Go through the data line by line from the top, retyping each exactly, and end with the line that contains "Today the only".

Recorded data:
☆ ☆ ☆

PR #5940, opened 2026-07-19
feat(gateway): route anthropic providers with a base URL to self-hosted endpoints

### LINKED ISSUE #5938: Anthropic provider ignores its base URL — /v1/messages cannot reach self-hosted Anthropic-compatible servers (vLLM >= 0.24)
## Problem

An `anthropic` ModelProvider can be configured with a custom base URL (`ANTHROPIC_BASE_URL` — the registry declares it, the drawer renders the field, and validation accepts it), but gateway traffic ignores it entirely: `/v1/messages` requests are always raw-forwarded to `api.anthropic.com`.

Two independent gaps cause this:

1. **Control plane:** the bundle materialiser hard-codes the per-slot `base_url` emission to `custom` / `openai` providers (`config.materialiser.ts`, `supportsBaseURLOverride`). A saved `ANTHROPIC_BASE_URL` never reaches the gateway bundle. The legacy litellm path (evaluators, playground) already consumes it via `api_base` — only the gateway bundle drops it.
2. **Gateway (Go):** Bifrost's Anthropic key has no per-key URL slot, and provider config is resolved by provider key alone, so even if the bundle carried the URL there is nothing to consume it.

## Use case

vLLM >= 0.24 (and Claude-compatible proxies) serve the Anthropic Messages API natively at `/v1/messages`. Teams running Claude Code or Anthropic SDK clients against local/self-hosted models want to keep LangWatch virtual keys, budgets, and tracing in the path:

```
Claude Code → LangWatch gateway (VK auth, budgets, tracing) → self-hosted vLLM
```

Today the only workaround is the `custom` (OpenAI-compatible) provider, which speaks the OpenAI wire format — Anthropic SDK clients reject those responses (Zod validation on the Messages event union), so it cannot serve `/v1/messages` traffic.

This is the Anthropic-side sibling of #5326 (custom OpenAI-compatible provider base URL routing).

## Proposed solution

- **Materialiser:** include `anthropic` in the base-URL gate; the registry `endpointKey` (`ANTHROPIC_BASE_URL`) resolves the value. Providers without the key keep emitting no `base_url`, so stock Anthropic routing is unchanged.
- **Gateway:** for an anthropic credential carrying `base_url`, derive a deterministic per-endpoint custom provider key (Bifrost `CustomProviderConfig{BaseProviderType: Anthropic}` + `NetworkConfig.BaseURL`), registered so `GetConfigForProvider` can resolve it. Bifrost creates the provider lazily on first dispatch; both the sync raw-forward path and the streaming `PassthroughStream` path build URLs from `NetworkConfig.BaseURL`, so streaming works with no extra code. Credentials without an API key map to a keyless provider config (Bifrost's key selection rejects empty keys for base provider Anthropic; unauthenticated self-hosted servers are common).

Verified end-to-end against vLLM 0.24 (`/v1/messages` sync + native SSE streaming, usage reporting intact). PR to follow.

thiagolmoraes:
Fixes #5938

## What

An `anthropic` ModelProvider with `ANTHROPIC_BASE_URL` configured now dispatches `/v1/messages` (sync and streaming) to that endpoint instead of `api.anthropic.com`, so self-hosted Anthropic-compatible servers (vLLM >= 0.24, Claude-compatible proxies) work behind LangWatch virtual keys, budgets, and tracing. Sibling of #5326 (custom OpenAI-compatible provider base URL).

## How

**Control plane** (`config.materialiser.ts`): include `anthropic` in the per-slot `base_url` gate; the registry `endpointKey` resolves the value. The UI field, zod schema, and litellm path already supported `ANTHROPIC_BASE_URL` — the gateway bundle was the only gap. Providers without the key keep emitting no `base_url`, so stock Anthropic routing is unchanged.

**Gateway** (`adapters/providers/bifrost.go`): Bifrost's Anthropic key has no per-key URL slot and provider config is resolved by provider key alone, so `mapProvider` derives a deterministic per-endpoint custom provider key (`CustomProviderConfig{BaseProviderType: Anthropic}` + `NetworkConfig.BaseURL`) and registers the endpoint for `GetConfigForProvider`. Bifrost creates the provider lazily on first dispatch; the sync raw-forward path and the streaming `PassthroughStream` path both build URLs from `NetworkConfig.BaseURL`, so streaming needs no extra code. Credentials without an API key produce a keyless provider config (Bifrost's key selection rejects empty-value keys for base provider Anthropic; unauthenticated self-hosted servers are common), and keyless-ness is part of the key hash so instances never mix.

## Tests

- Go unit: deterministic key derivation, config shape (base type + normalized URL + keyless), unregistered-key error, plain-API-key path.
- Go end-to-end (in-process bifrost + httptest server): `/v1/messages` dispatch reaches the configured endpoint with `x-api-key`, body forwarded byte-for-byte, native response returned verbatim.
- TS integration (real PG): materialiser emits `ANTHROPIC_BASE_URL` as slot `base_url`; provider without the key emits none.
- Spec scenarios added to `specs/ai-gateway/custom-provider-base-url.feature`.

Verified end-to-end on a live deployment against vLLM 0.24 (`qwen3-14b`): sync + native SSE streaming through a VK, usage reporting intact.

- Go unit: per-endpoint pool stays bounded (bifrost's 1000-worker default would fail it), re-registered endpoint cancels its own pending teardown.
- TS unit: `prepareEnvKeys` resolves credentials for providers whose schema is wrapped in `superRefine`.

Dogfooded on this branch against a live Anthropic-compatible endpoint: keyed and keyless `/v1/messages` (sync + native SSE), `/v1/chat/completions`, and a plain Anthropic provider proving default routing still goes to api.anthropic.com. Usage stamped on every VK.

## Deployment Impact

No new env vars, no helm values added or changed, no chart changes. Vanilla `helm install` behavior is unchanged: Anthropic providers without a base URL keep routing to api.anthropic.com. The only behavioral change ships inside the gateway image — Anthropic providers with a configured base URL route /v1/messages there, and the gateway now bounds its in-memory per-endpoint provider pools (LRU, capacity 32) instead of retaining one per historical endpoint, and sizes each of those pools itself (128 workers, 1024-slot queue) rather than inheriting bifrost's per-provider defaults, which would cost 1000 goroutines per endpoint. Peak gateway memory is therefore bounded by configuration rather than by how many self-hosted endpoints customers have used. BYOC dataplanes pick this up with the normal gateway image upgrade; no operator action or config migration required.

## Summary by CodeRabbit

- **New Features**
  - Added Anthropic-compatible custom base URL routing for `/v1/messages`, with correct streaming and non-streaming behavior.
  - Introduced isolated per-endpoint Anthropic “compat” handling, including keyless operation when no API key is provided.
- **Bug Fixes**
  - Improved Gateway configuration materialisation so Anthropic `base_url` overrides are applied consistently.
- **Tests**
  - Expanded integration, unit, and end-to-end coverage for Anthropic base URL behavior, compat dispatch, eviction/recovery, and credential validation.
- **Chores**
  - Hardened Goosе installer script download/cleanup behavior.


services/aigateway/adapters/providers/bifrost.go
```diff
@@ -953,6 +977,48 @@ func credBaseURL(cred domain.Credential) string {
...
+// credential with a base-URL override and registers its endpoint. The key is
+// a hash of the endpoint identity (URL + keyless-ness), so the same endpoint
+// always lands on the same bifrost worker pool, distinct endpoints never
+// collide, and rotating the API key value alone does not spawn a new provider.
+func anthropicCompatProviderKey(cred domain.Credential) bfschemas.ModelProvider {
+	endpoint := anthropicCompatEndpoint{
+		// Same "/v1"-stripping as the OpenAI-compat path: Bifrost's
+		// Anthropic provider appends the full "/v1/messages" path itself.
+		baseURL: normalizeOpenAICompatBaseURL(credBaseURL(cred)),
+		keyless: strings.TrimSpace(cred.APIKey) == "",
```
langwatch-agent, line 1236: **[P1] Keyless Anthropic endpoints cannot be configured through the control plane.**

This branch correctly marks an empty API key as `IsKeyLess`, but the only normal creation/update path rejects it first: `modelProviders.anthropic.keysSchema` still requires `ANTHROPIC_API_KEY: z.string().min(1)`, and `ModelProviderService.validateAndCleanKeys` applies that schema server-side (the form does too). A customer who supplies `ANTHROPIC_BASE_URL` and leaves the key empty, as required by #5938 and the new feature spec, gets an invalid-credentials error and never receives a gateway slot with an empty `api_key`.

Please make the registry allow an empty/missing Anthropic key when a non-empty base URL is present, mark the field optional in that configuration, and add a control-plane regression test for create/update plus materialisation. The dispatch test should also exercise that resulting keyless slot and assert that the upstream receives no `x-api-key` header.

services/aigateway/adapters/providers/anthropic_compat_test.go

☆ ☆ ☆

- _EXPECTED ANSWER_
PR #5940, opened 2026-07-19
feat(gateway): route anthropic providers with a base URL to self-hosted endpoints

### LINKED ISSUE #5938: Anthropic provider ignores its base URL — /v1/messages cannot reach self-hosted Anthropic-compatible servers (vLLM >= 0.24)
## Problem

An `anthropic` ModelProvider can be configured with a custom base URL (`ANTHROPIC_BASE_URL` — the registry declares it, the drawer renders the field, and validation accepts it), but gateway traffic ignores it entirely: `/v1/messages` requests are always raw-forwarded to `api.anthropic.com`.

Two independent gaps cause this:

1. **Control plane:** the bundle materialiser hard-codes the per-slot `base_url` emission to `custom` / `openai` providers (`config.materialiser.ts`, `supportsBaseURLOverride`). A saved `ANTHROPIC_BASE_URL` never reaches the gateway bundle. The legacy litellm path (evaluators, playground) already consumes it via `api_base` — only the gateway bundle drops it.
2. **Gateway (Go):** Bifrost's Anthropic key has no per-key URL slot, and provider config is resolved by provider key alone, so even if the bundle carried the URL there is nothing to consume it.

## Use case

vLLM >= 0.24 (and Claude-compatible proxies) serve the Anthropic Messages API natively at `/v1/messages`. Teams running Claude Code or Anthropic SDK clients against local/self-hosted models want to keep LangWatch virtual keys, budgets, and tracing in the path:

```
Claude Code → LangWatch gateway (VK auth, budgets, tracing) → self-hosted vLLM
```

Today the only workaround is the `custom` (OpenAI-compatible) provider, which speaks the OpenAI wire format — Anthropic SDK clients reject those responses (Zod validation on the Messages event union), so it cannot serve `/v1/messages` traffic.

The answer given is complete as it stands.